Maduro indicated this week that his delegation will demand the lifting of the economic sanctions imposed on his government more than three years ago by the U.S. and other countries and the freeing of some of Venezuela’s assets abroad.

He said his delegates will present a plan containing everything needed for Venezuela’s economic recovery, as well as restoring his government’s access to gold reserves held at the Bank of England and ending sanctions against the state oil company.

But the decision to end economic sanctions is in the hands of foreign governments — notably the United States — not those at the table in Mexico City.

U.S. Department of State spokesman Ned Price last month said that Maduro “can create a path toward sanctions relief by allowing Venezuelans to participate in free and fair presidential, parliamentary and local elections that should have taken place long ago.”

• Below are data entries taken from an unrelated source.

PR #1111, opened 2021-10-06
C++ refactoring: unique and is_unique

ianna:


jpivarski:
In PR #1117 (which will auto-merge soon), all v2 tests are being moved into a new `tests/v2 directory`, and the "v2" qualifier is being removed from their filenames. Please do that for the tests in this PR, too!

The other directory restructuring that I'll be doing today will be to copy high-level code into `src/awkward/v2`. At first, it will be commented out, and then I'll slowly uncomment things as they're made to work with v2 only. But since that involves new files, it won't interfere with any of your ongoing work.

ianna:
@jpivarski - there are a couple of places where for loops should be replaced by newly written kernel functions - they are marked with FIXME. Apart from that I think, it's done.

src/awkward/_v2/contents/content.py
```diff
@@ -924,6 +924,51 @@ def validityerror(self, path="layout"):
...
+                            )
+                        )
+                else:
+                    if negaxis <= 0:
+                        negaxis = negaxis + depth
+                    if not (0 < negaxis and negaxis <= depth):
+                        raise ValueError(
+                            "axis={0} exceeds the depth of the nested list structure "
+                            "(which is {1})".format(axis, depth)
+                        )
```
jpivarski: All errors in which a user specifies an unusable axis (e.g. the three above) should use `np.AxisError` now—it's a convention I'm trying to establish, and in overlaps with NumPy, it's what NumPy does.

The "axis too deep" error should have this text:

```python
np.AxisError("axis={0} exceeds the depth of this array ({1})".format(axis, depth))
```

Cross-linking the comment to @stormiestsin: https://github.com/scikit-hep/awkward-1.0/pull/1135#discussion_r744811036

src/awkward/_v2/contents/content.py
```diff
@@ -924,6 +924,51 @@ def validityerror(self, path="layout"):
...
+
+            starts = ak._v2.index.Index64.zeros(1, self.nplike)
+            parents = ak._v2.index.Index64.zeros(len(self), self.nplike)
+
+            return self._unique(negaxis, starts, parents, 1)
+
+        raise ValueError(
+            "unique expects axis 'None' or '-1', got axis={0} that is not supported yet".format(
+                axis
+            )
```
jpivarski: I missed this one; it's another `np.AxisError`. (There might be others, in addition to what I catch.)

src/awkward/_v2/contents/indexedoptionarray.py
```diff
@@ -578,6 +578,210 @@ def _localindex(self, axis, depth):
...
+            for i in range(len(starts)):
+                for _j in range(out._offsets[i], out._offsets[i + 1]):
+                    newindex[k] = ll
+                    k += 1
+                    ll += 1
+                if parents[starts[i]] in nulls:
+                    newindex[k] = -1
+                    k += 1
+                    shift += 1
+                newoffsets[i + 1] = out._offsets[i + 1] + shift
```
jpivarski: Reminder to move to a kernel (can resolve this comment when done).

src/awkward/_v2/contents/indexedoptionarray.py
```diff
@@ -578,6 +578,210 @@ def _localindex(self, axis, depth):
...
+                self._parameters,
+            )
+            return out
+
+        if isinstance(out, ak._v2.contents.NumpyArray):
+            nextoutindex = ak._v2.index.Index64.empty(len(out) + 1, nplike)
+            # FIXME: move to kernel
+            for i in range(len(out)):
+                nextoutindex[i] = i
+            nextoutindex[-1] = -1
```
jpivarski: Another reminder to move to a kernel.

src/awkward/_v2/contents/listoffsetarray.py
```diff
@@ -570,6 +570,220 @@ def _localindex(self, axis, depth):
...
+            return self
+
+        branch, depth = self.branch_depth
+
+        if (
+            self.parameter("__array__") == "string"
+            or self.parameter("__array__") == "bytestring"
+        ):
+            if branch or (negaxis != depth):
+                raise ValueError("array with strings can only be sorted with axis=-1")
```
jpivarski: I think this also should be a `np.AxisError`.

src/awkward/_v2/contents/listoffsetarray.py
```diff
@@ -570,6 +570,220 @@ def _localindex(self, axis, depth):
...
+                    None,
+                    self._parameters,
+                )
+
+        if not branch and (negaxis == depth):
+            if (
+                self.parameter("__array__") == "string"
+                or self.parameter("__array__") == "bytestring"
+            ):
+                raise ValueError("array with strings can only be sorted with axis=-1")
```
jpivarski: `np.AxisError`

src/awkward/_v2/contents/listoffsetarray.py
```diff
@@ -570,6 +570,220 @@ def _localindex(self, axis, depth):
...
+            if len(self._offsets) - 1 != len(parents):
+                raise ValueError(
+                    "length of self._offsets_ - 1 is not equal to parents length"
+                )
```
jpivarski: This looks more like it would catch an internal programming error than a user mistake. ValueErrors are for user mistakes (and the error message would have to be more helpful, to tell the user what to do instead) and AssertionErrors are for programming mistakes.

If you're thinking that it really shouldn't be possible to get `len(self._offsets) - 1 != len(parents)`, which would be my expectation, too, you can just do

```python
assert len(self._offsets) - 1 == len(parents)
```

and we'll deal with it if it ever happens in practice. No need to come up with a good error message for an assertion unless if provides some new information—if we ever hit it, we'll be getting into the code, anyway. The same doesn't apply to ValueErrors because user mistakes should not be resolved by delving into the code, but by changing inputs.

src/awkward/_v2/contents/numpyarray.py
```diff
@@ -395,6 +395,300 @@ def iscontiguous(self):
...
+                len(self._data),
+                offsets.to(nplike),
+                length,
+                nextoffsets.to(nplike),
+            )
+        )
+
+        out2 = self[0 : nextoffsets[-1]]
+        # FIXME: trim nextoffsets
+        return out2, nextoffsets
```
jpivarski: Reminder of this FIXME: it looks important and easily overlooked.

tests/v2/test_0404-array-validity-check.py
```diff
@@ -0,0 +1,861 @@
...
+    #     1,
+    #     0,
+    #     1,
+    #     0,
+    #     0,
+    #     0,
+    #     1,
+    #     1,
+    #     1,
+    # ]
```
jpivarski: `BitMaskedArray.bytemask` is now named `mask_as_bool` and takes a `validity_error` argument.

jpivarski (commented):
Great!

I know this is a lot of work, and I see your FIXMEs of the last issues to fix before it's done. I added to that some choices of exception class: C++ without access to pybind forced us to put a lot of different types of exceptions into only one class, ValueError (`std::invalid_argument` in C++), but some of the ones labeled below should instead be `np.AxisError`. We also want to maintain the distinction between user errors (ValueError, TypeError, `np.AxisError`) and internal programming errors, which are AssertionErrors (RuntimeErrors in Awkward 1, as this is what `std::runtime_error` produced, and that was our closest C++ equivalent).

One thing that I didn't mention below is to add type-tracer tests after each value test, which I also mentioned to @stormiestsin in https://github.com/scikit-hep/awkward-1.0/pull/1135#discussion_r744849527. They can usually be added in a semi-automated way, and they ensure that the code is Dask-ready.

Other than that, thanks for all of this; I can see the intricacy of a lot of these cases!

src/awkward/_v2/contents/content.py
ianna: done

src/awkward/_v2/contents/content.py
ianna: done

src/awkward/_v2/contents/listoffsetarray.py
ianna: done

src/awkward/_v2/contents/listoffsetarray.py
ianna: done

tests/v2/test_0404-array-validity-check.py
ianna: done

The U.S. and other countries withdrew recognition of Maduro after accusing him of rigging his most recent reelection as president. In his place, they recognized Guaidó, who was head of the then-opposition-dominated congress.

Millions of Venezuelans live in poverty, facing low wages, high food prices and the world’s worst inflation rate. The food assistance agency of the United Nations has estimated that one of every three Venezuelans is struggling to consume enough daily calories.

The country’s political, social and economic crises, entangled with plummeting oil production and prices, have continued to deepen with the pandemic.

The U.S. government eased a sanction in July so that people can eventually regain access to propane rather than cooking on coal or wood stoves. The decision was seen as a good-faith gesture to promote dialogue.

Before the start of the new phase of the talks Friday, Guaidó demanded guarantees from the Venezuelan leader of free and fair elections.

“We must and we will take action to save Venezuela,” he said in a message posted on social media.

But the opposition is much weaker than it was in failed negotiation attempts of recent years. Fewer than 10 of the more than 60 nations that once recognized Guaido’s self-proclaimed government still maintain that recognition, according to a report last month by the Wilson Center.

The memorandum of understanding signed Aug. 13 includes an agenda that includes a schedule for elections that would include observers, the lifting of sanctions, political and social coexistence, the renunciation of violence, reparation for victims of violence and protection of the economy and the population.

Norwegian diplomats are guiding the discussions.

The organization Human Rights Watch this week urged the opposition and government to adopt measures to restore respect for human rights and allow free elections.

“Venezuela is facing a devastating human rights and humanitarian emergency that should be front and center in any political negotiation,” the organization’s director for the Americas, José Miguel Vivanco, said in a statement. “For this type of negotiation to be a success, it needs to include tangible results that will restore the rule of law and the exercise of fundamental rights in Venezuela, including ending censorship and repression, freeing political prisoners, and allowing apolitical humanitarian aid into the country.”